26/08/24

PROPOSTA DE BRASÃO PARA O SEMINÁRIO SANTA TERESINHA

A heráldica é muito pertinente à expressão de vocações e missões.

A vocação educativa da diocese mossoroense antecede por longo tempo a sua própria criação. Em 1901, Dom Adauto Aurélio de Miranda Henriques, primeiro bispo da Paraíba, cuja jurisdição abrangia esse estado e o Rio Grande do Norte, fundou o Educandário Santa Luzia. Começou com 42 alunos no curso primário e 17 no secundário.

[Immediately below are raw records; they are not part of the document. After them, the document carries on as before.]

PR #377, opened 2022-04-27
New architecture

schoren:
This PR is a proposal of a new architecture for the go server. The main problem with the previous approach is that we were using openapi as a "framework" of sorts, writing our code around the autogenerated models and servers.
With this change, the autogenerated code is just a library, so we can write the code however we like, and only consume the generated models as a dependency when neccesary.

This has a few nice side effects:
- I was able to customize the package name, so it looks nicer both for the server package and the openapi package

Em 2023, o Colégio Diocesano teve 1.688 matrículas desde a Educação Infantil até o Ensino Médio.

Proposta de brasão para o Seminário Diocesano Santa Teresinha: de vermelho, mantelado em cruz de ouro, com três rosas de um no outro; timbre: mitra; divisa: Só a confiança.
Proposta de brasão para o Seminário Diocesano Santa Teresinha: de vermelho, mantelado em cruz de ouro, com três rosas de um no outro; timbre: mitra; divisa: Só a confiança.

Quando os portugueses venceram a resistência indígena na chamada Guerra dos Bárbaros (1687–1712) e começaram a povoar a ribeira do Apodi, nada predizia que ao redor da capela edificada em 1772 por Antônio de Sousa Machado, dono da Fazenda Santa Luzia, cresceria uma povoação que alcançaria quase 265 mil habitantes em 2022. Com efeito, antes da ereção dessa capela a igreja matriz em 1842 e do povoado a vila em 1852, já havia cinco freguesias e três municípios na dita ribeira: Pau dos Ferros (1756), Portalegre (1761; vila desde o mesmo ano), Apodi (1766; vila desde 1833), Campo Grande (1837) e Martins (1840; vila da Maioridade desde 1841 e cidade da Imperatriz desde 1847).

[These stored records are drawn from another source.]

PR #392, opened 2022-05-02
add: use go-migrate to manage db migrations

mathnogueira:
This PR adds go-migrate to handle database changes instead of creating the database schema directly.

## Changes

- Adds database versioning
- Execute migrations automatically at the moment the server starts
- Uses alpine linux instead of ubuntu for the base image (image is less than half the original size)
image

## Checklist

- [x] tested locally
- [x] added new dependencies
- [ ] updated the docs
- [ ] added a test


web/. dockerignore
```diff
@@ -1,4 +1,3 @@
 node_modules
 build
-.dockerignore
```
mathnogueira, line 3: I've removed it because of [this](https://codefresh.io/docker-tutorial/not-ignore-dockerignore-2/)

xoscar (approved):
GJ @mathnogueira 🚀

Mossoró desenvolveu-se rapidamente a partir de 1857, quando a Companhia Pernambucana de Navegação Costeira passou a fazer escala ordinária no porto que lhe prestava a barra do Moçoró (1). Na sua praça, vendiam-se produtos agrícolas, exportados não só da ribeira, mas dos sertões vizinhos no Ceará e na Paraíba, e compravam-se produtos manufaturados, importados do Recife. Já em 1870, o progresso valeu-lhe o título de cidade.

Portanto, foi um promissor centro regional que Dom Adauto viu ao visitar a paróquia de Santa Luzia em 1900. Dez anos após a extinção do padroado, que comportara, por um lado, o fim do amparo estatal e, pelo outro, o começo da liberdade de ação, a igreja no Brasil ainda se reorganizava. Uma das estratégias foi a fundação de escolas, que tanto atendiam a uma demanda social (por ausência do estado) como asseguravam apropriada catequese dos futuros governantes (afinal só os mais ricos conseguiam manter os filhos em tais estabelecimentos). Outra estratégia foi a criação de dioceses.

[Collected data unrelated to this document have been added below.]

Issue #400, opened 2022-05-03
Add dropdown actions to each test table row with the delete option


xoscar:
For this page
![Screen Shot 2022-05-03 at 7 51 08 a m](https://user-images.githubusercontent.com/11051031/166456079-c8bccf54-06b4-4ec9-86f3-c3837bd4e842.png)

We need to add a three dots option to the right side of each row with a delete option. 

Work with the backend team @mathnogueira & @schoren to see if the delete endpoint is available and if so integrate it when the user selects the option.

xoscar:
Design https://www.figma.com/file/0MPQK2Icv7FvqHJnlColpv/MVP?node-id=382%3A3657

kdhamric:
Couple questions:
 - does this include the backend work to delete a test?  
 - when you do delete a test on the backend, are you actually deleting the test and test results, or marking them as deleted?  I would recommend marking them as deleted, but not actually removing them (just not showing them any longer).

kdhamric:
I do not see the answers to my questions above?

Also - it looks like the delete action was added to the test runs, not the tests.

kdhamric:
https://www.loom.com/share/f67e6715aa83416a8bebc7e48334e64a

kdhamric:
How are we doing this:
when you do delete a test on the backend, are you actually deleting the test and test results, or marking them as deleted?

xoscar:
I think the current implementation is deleting the tests from the DB, we might need to alter the schema to support soft delete @mathnogueira

cescoferraro:
@kdhamric the current implementation on the backend deletes the test. I have talked with @schoren about this.
he sad for "soft" deletion will be implemented in the future.

PR #407, opened 2022-05-03
adds delete test actions

cescoferraro:
This PR...

## Changes

Add an actions column to the test table, this column contains a dropdown with the delete test action. 

## Fixes

- https://github.com/kubeshop/tracetest/issues/400

## Checklist

- [x] tested locally
- [ ] added new dependencies
- [ ] updated the docs
- [ ] added a test

### DIFF
--- a/web/src/pages/Home/TestList.tsx
+++ b/web/src/pages/Home/TestList.tsx
@@ -7,13 +7,14 @@ import CustomTable from '../../components/CustomTable';
 import HomeAnalyticsService from '../../services/Analytics/HomeAnalytics.service';
 import NoResults from './NoResults';
 import {ITest} from '../../types/Test.types';
+import {useMenuDeleteCallback} from './useMenuDeleteCallback';
 
 const {onTestClick} = HomeAnalyticsService;
 
 const TestList = () => {
   const navigate = useNavigate();
   const eventRef = useRef<{previousPageX: number; currentPageX: number}>({previousPageX: 0, currentPageX: 0});
-  const {data: testList = [], isLoading, refetch} = useGetTestListQuery();
+  const {data: testList = [], isLoading} = useGetTestListQuery();
 
   const [deleteTestMutation] = useDeleteTestByIdMutation();
 
@@ -28,7 +29,7 @@ const TestList = () => {
       }
     }
   };
-
+  const onDelete = useMenuDeleteCallback(deleteTestMutation);
   return (
     <CustomTable
       scroll={{y: 'calc(100vh - 300px)'}}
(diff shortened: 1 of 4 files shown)


web/src/pages/Home/TestList.tsx
```diff
@@ -62,6 +65,37 @@ const TestList = () => {
...
+        key="actions"
+        align="right"
+        render={i => {
+          return (
+            <Dropdown
+              overlay={
+                <Menu>
+                  <Menu.Item
+                    onClick={async e => {
+                      e.domEvent.stopPropagation();
```
xoscar, line 79: What do you think about moving this to a function? like `onDelete`?

web/src/redux/apis/Test.api.ts
```diff
@@ -38,7 +38,9 @@ const TestAPI = createApi({
       query: id => `/tests/${id}`,
       providesTags: result => [{type: 'Test', id: result?.testId}],
     }),
-
+    deleteTestById: build.mutation<ITest, string>({
```
xoscar, line 41: I think we don't have to run the refetch, we can just invalidate the tag here that is going to automatically trigger the refetch of the entire list.

xoscar (changes requested):
Hey @cescoferraro gj! I left some comments and concerns. Let me know what you think 😄

web/src/pages/Home/TestList.tsx
cescoferraro: done!

web/src/redux/apis/Test.api.ts
cescoferraro: makes sense. missed this one. but done

web/src/pages/Home/useMenuDeleteCallback.tsx
```diff
@@ -0,0 +1,15 @@
+import {useCallback} from 'react';
+import {MenuInfo} from 'rc-menu/lib/interface';
+import {ITest} from '../../types/Test.types';
+
+export function useMenuDeleteCallback(
```
xoscar, line 5: I don't think we need a new file, just having this function above the return section should be enough 😄

xoscar (approved):
Hey @cescoferraro I left a small comment. I'm approving

web/src/pages/Home/useMenuDeleteCallback.tsx
cescoferraro: All the projects that I have been working lately follow this standard. 
Having a single components/function per file should be something to aim for.
Abstracting hooks to different files also helps with readability of a component render method. 
Also help with its file size. React components should not be bigger than 50 lines.
Should I merge this? whats the correct procedure here? @xoscar

cescoferraro: @xoscar I think we should chat and come up with a Frontend standard to follow from now on

xoscar: I think components should have the basic functionality being part of it, then it would be harder to follow up on what is going on. I agree with you that we have to keep components small tho. That's why most of the business logic is encapsulated in the services and models.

Assim, 25 anos depois de o território potiguar ter sido desmembrado da diocese da Paraíba para a instituição da diocese de Natal, isto é, em 1934, o papa Pio XI criou o bispado de Mossoró, cuja jurisdição abarca as paróquias ao oeste do rio Açu (cf. a postagem de 23/04/21). E como uma diocese requer um seminário, já em 1937 Dom Jaime de Barros Câmara, primeiro bispo (2), abriu um sob o patronato de Santa Teresa do Menino Jesus. Apesar disso, muitas gerações de presbíteros tiveram de concluir a sua formação fora de Mossoró, pois tardou até o pastoreio de Dom Mariano Manzana, sexto bispo, a abertura do seminário maior: o curso de filosofia desde 2006 e o de teologia desde 2010.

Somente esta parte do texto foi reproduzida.